PR #1644, opened 2024-09-28
add auto_connect for android

tomaszduda23:

   guidelines in that document.
    - OS X / macOS >= 10.11

### DIFF
--- a/bleak/backends/p4android/client.py
+++ b/bleak/backends/p4android/client.py
@@ -49,6 +49,7 @@ class BleakClientP4Android(BaseBleakClient):
         self.__adapter = kwargs.get("adapter", kwargs.get("device", None))
         self.__gatt = None
         self.__mtu = 23
+        self.__auto_connect = kwargs.get("auto_connect", False)
 
     def __del__(self):
         if self.__gatt is not None:
@@ -84,7 +85,7 @@ class BleakClientP4Android(BaseBleakClient):
             dispatchApi=self.__device.connectGatt,
             dispatchParams=(
                 defs.context,
-                False,
+                self.__auto_connect,
                 self.__callbacks.java,
                 defs.BluetoothDevice.TRANSPORT_LE,
             ),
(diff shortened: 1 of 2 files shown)


dlech:
Can you describe the intended use for this feature? Typically, with Bleak, we always scan and then connect.

tomaszduda23:
There are restriction on scanning in android. It works each time when device is awake. When screen is off it fails in active and passive mode. Without this connect fails randomly.

dlech:
I'm not sure I fully understand. You are saying that the restriction is with scanning, but the change is in `BleakClient`, not `BleakScanner`.

tomaszduda23:
I'm sorry form mixing this up. Those are two separate things.
1. If you know device address already it is possible to connect without scanning.
a) E.g. you can have stored last device which was used in settings. Than you can connect without scanning.
b) Or you can scan when screen is on and connect from time to time when screan is off. When using auto_connect = True android blocks until device is available.
2. BleakScanner.discovery fails if scan is done from service when screen is off. It is not related to this PR. I just mention this for reference. That might be caused 
https://developer.android.com/reference/android/bluetooth/le/ScanSettings#SCAN_MODE_LOW_POWER

dlech:
> 1. When using auto_connect = True android blocks until device is available.

This is how all other OSes work, so it sounds like we want `auto_connect = True` all of the time (with a timeout). This way, Bleak works the same on all platforms.

tomaszduda23:
It seems that both are needed depending on remote device configuration https://stackoverflow.com/questions/40156699/which-correct-flag-of-autoconnect-in-connectgatt-of-ble. If remote device do not advertise it would never be available I guess. Doc says. 
```
autoConnect
boolean: Whether to directly connect to the remote device (false)
or to automatically connect as soon as the remote device becomes available (true).
```
My understanding is that true waits for advertisement from remote. false try to immediately connect to device which was "bonded" already. I can be wrong though.

tomaszduda23:
It seems to go back to https://github.com/bluez/bluez/commit/0f40779ee29133a35f9d9f420bd1cdda426787f6#diff-f936cc254469fe4d4a2cbca5892ebaeebe3e03fd1e7bfdc86d8a998477b20bbcR1946

tomaszduda23:
any chance to get it merged?

PR #1663, opened 2024-10-10
Escape demonstration bytes in BleakClient docstring.

MrSmoer:
The bytes inside the example weren't properly escaped. Some IDE's threw an error, readthedocs showed this as empty.

### DIFF
--- a/bleak/__init__.py
+++ b/bleak/__init__.py
@@ -726,7 +726,7 @@ class BleakClient:
         data: Buffer,
         response: bool = None,
     ) -> None:
-        """
+        r"""
         Perform a write operation on the specified GATT characteristic.
 
         There are two possible kinds of writes. *Write with response* (sometimes


dlech:
I think the bug is in the documentation renderer. 

`b"\x00\x01\x02\x03"` is perfectly valid Python code. The intention it to have a byte array with 4 bytes, namely 0, 1, 2, 3. With your suggested change, it would be a byte array with 16 bytes.

```python
>>> b"\x00\x01\x02\x03" == bytes([0, 1, 2, 3])
True
>>> b"\\x00\\x01\\x02\\x03" == bytes([0, 1, 2, 3])
False
>>> b"\\x00\\x01\\x02\\x03" == bytes([92, 120, 48, 48, 92, 120, 48, 49, 92, 120, 48, 50, 92, 120, 48, 51])
True
```

MrSmoer:
This is not supposed to be python code, this is supposed to be a string containing python code (it is wrapped with  `"""` which creates a multiline string).
In the context of the docstring you want it to be python code when it is displayed, eg. for displaying as `\x01` you want it to be made of: a backslash character, an x character, a zero character, a one character,
If you want to create a backslash character to display as a backslash inside a string in python, you need to escape it by putting another backslash. 
Before, the `\x` inside the string tells python to make the next character be the the next two hexdigits as ascii code.
Ascii code of 0-3 is in order: Null character, Start of Heading, Start of Text, End of Text. So this creates a string containing those four control characters, which don't properly display as anything - not on the readthedocs, not in my IDE's type-hint and not in my Terminal.

```
>>> print("""await client.write_gatt_char(MY_CHAR_UUID, b"\\x00\\x01\\x02\\x03", response=True)""")
await client.write_gatt_char(MY_CHAR_UUID, b"\x00\x01\x02\x03", response=True)
>>> print("""await client.write_gatt_char(MY_CHAR_UUID, b"\x00\x01\x02\x03", response=True)""")
await client.write_gatt_char(MY_CHAR_UUID, b"", response=True)
>>> "\x61" # 0x61 is 97 in decimal which decodes to 'a' in ascii 
'a'
>>> 

```

MrSmoer:
Besides, thank you for creating this library! 
It just saved me after fighting with another python BLE library for hours. Someone told me about bleak and it just worked.

dlech:
> This is not supposed to be python code, this is supposed to be a string containing python code

Ah, of course! My mistake.

dlech:
Instead of adding escapes, could we change it to a raw string instead (`r"""`)? Then people could still copy-paste the example from the source code.

MrSmoer:
Sure, an r-string is definitely better

dlech:
Thanks!

PR #1670, opened 2024-10-18
Add troubleshooting step for "Not connected" problems on Raspberry Pi.

denravonska:
After a lot of debugging we have discovered that disabling wifi fixes a _lot_ of sporadic "Not connected" errors we have been seeing in CI. This has been seen improving connectivity on a Raspberry Pi 4 and a Rock Pi 3C.

### DIFF
--- a/docs/troubleshooting.rst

┄┄┄┄┄┄┄┄┄┄

**Your task**
Repeat every line of the records above exactly.

**Answer section**
PR #1644, opened 2024-09-28
add auto_connect for android

tomaszduda23:

   guidelines in that document.
    - OS X / macOS >= 10.11

### DIFF
--- a/bleak/backends/p4android/client.py
+++ b/bleak/backends/p4android/client.py
@@ -49,6 +49,7 @@ class BleakClientP4Android(BaseBleakClient):
         self.__adapter = kwargs.get("adapter", kwargs.get("device", None))
         self.__gatt = None
         self.__mtu = 23
+        self.__auto_connect = kwargs.get("auto_connect", False)
 
     def __del__(self):
         if self.__gatt is not None:
@@ -84,7 +85,7 @@ class BleakClientP4Android(BaseBleakClient):
             dispatchApi=self.__device.connectGatt,
             dispatchParams=(
                 defs.context,
-                False,
+                self.__auto_connect,
                 self.__callbacks.java,
                 defs.BluetoothDevice.TRANSPORT_LE,
             ),
(diff shortened: 1 of 2 files shown)


dlech:
Can you describe the intended use for this feature? Typically, with Bleak, we always scan and then connect.

tomaszduda23:
There are restriction on scanning in android. It works each time when device is awake. When screen is off it fails in active and passive mode. Without this connect fails randomly.

dlech:
I'm not sure I fully understand. You are saying that the restriction is with scanning, but the change is in `BleakClient`, not `BleakScanner`.

tomaszduda23:
I'm sorry form mixing this up. Those are two separate things.
1. If you know device address already it is possible to connect without scanning.
a) E.g. you can have stored last device which was used in settings. Than you can connect without scanning.
b) Or you can scan when screen is on and connect from time to time when screan is off. When using auto_connect = True android blocks until device is available.
2. BleakScanner.discovery fails if scan is done from service when screen is off. It is not related to this PR. I just mention this for reference. That might be caused 
https://developer.android.com/reference/android/bluetooth/le/ScanSettings#SCAN_MODE_LOW_POWER

dlech:
> 1. When using auto_connect = True android blocks until device is available.

This is how all other OSes work, so it sounds like we want `auto_connect = True` all of the time (with a timeout). This way, Bleak works the same on all platforms.

tomaszduda23:
It seems that both are needed depending on remote device configuration https://stackoverflow.com/questions/40156699/which-correct-flag-of-autoconnect-in-connectgatt-of-ble. If remote device do not advertise it would never be available I guess. Doc says. 
```
autoConnect
boolean: Whether to directly connect to the remote device (false)
or to automatically connect as soon as the remote device becomes available (true).
```
My understanding is that true waits for advertisement from remote. false try to immediately connect to device which was "bonded" already. I can be wrong though.

tomaszduda23:
It seems to go back to https://github.com/bluez/bluez/commit/0f40779ee29133a35f9d9f420bd1cdda426787f6#diff-f936cc254469fe4d4a2cbca5892ebaeebe3e03fd1e7bfdc86d8a998477b20bbcR1946

tomaszduda23:
any chance to get it merged?

PR #1663, opened 2024-10-10
Escape demonstration bytes in BleakClient docstring.

MrSmoer:
The bytes inside the example weren't properly escaped. Some IDE's threw an error, readthedocs showed this as empty.

### DIFF
--- a/bleak/__init__.py
+++ b/bleak/__init__.py
@@ -726,7 +726,7 @@ class BleakClient:
         data: Buffer,
         response: bool = None,
     ) -> None:
-        """
+        r"""
         Perform a write operation on the specified GATT characteristic.
 
         There are two possible kinds of writes. *Write with response* (sometimes


dlech:
I think the bug is in the documentation renderer. 

`b"\x00\x01\x02\x03"` is perfectly valid Python code. The intention it to have a byte array with 4 bytes, namely 0, 1, 2, 3. With your suggested change, it would be a byte array with 16 bytes.

```python
>>> b"\x00\x01\x02\x03" == bytes([0, 1, 2, 3])
True
>>> b"\\x00\\x01\\x02\\x03" == bytes([0, 1, 2, 3])
False
>>> b"\\x00\\x01\\x02\\x03" == bytes([92, 120, 48, 48, 92, 120, 48, 49, 92, 120, 48, 50, 92, 120, 48, 51])
True
```

MrSmoer:
This is not supposed to be python code, this is supposed to be a string containing python code (it is wrapped with  `"""` which creates a multiline string).
In the context of the docstring you want it to be python code when it is displayed, eg. for displaying as `\x01` you want it to be made of: a backslash character, an x character, a zero character, a one character,
If you want to create a backslash character to display as a backslash inside a string in python, you need to escape it by putting another backslash. 
Before, the `\x` inside the string tells python to make the next character be the the next two hexdigits as ascii code.
Ascii code of 0-3 is in order: Null character, Start of Heading, Start of Text, End of Text. So this creates a string containing those four control characters, which don't properly display as anything - not on the readthedocs, not in my IDE's type-hint and not in my Terminal.

```
>>> print("""await client.write_gatt_char(MY_CHAR_UUID, b"\\x00\\x01\\x02\\x03", response=True)""")
await client.write_gatt_char(MY_CHAR_UUID, b"\x00\x01\x02\x03", response=True)
>>> print("""await client.write_gatt_char(MY_CHAR_UUID, b"\x00\x01\x02\x03", response=True)""")
await client.write_gatt_char(MY_CHAR_UUID, b"", response=True)
>>> "\x61" # 0x61 is 97 in decimal which decodes to 'a' in ascii 
'a'
>>> 

```

MrSmoer:
Besides, thank you for creating this library! 
It just saved me after fighting with another python BLE library for hours. Someone told me about bleak and it just worked.

dlech:
> This is not supposed to be python code, this is supposed to be a string containing python code

Ah, of course! My mistake.

dlech:
Instead of adding escapes, could we change it to a raw string instead (`r"""`)? Then people could still copy-paste the example from the source code.

MrSmoer:
Sure, an r-string is definitely better

dlech:
Thanks!

PR #1670, opened 2024-10-18
Add troubleshooting step for "Not connected" problems on Raspberry Pi.

denravonska:
After a lot of debugging we have discovered that disabling wifi fixes a _lot_ of sporadic "Not connected" errors we have been seeing in CI. This has been seen improving connectivity on a Raspberry Pi 4 and a Rock Pi 3C.

### DIFF
--- a/docs/troubleshooting.rst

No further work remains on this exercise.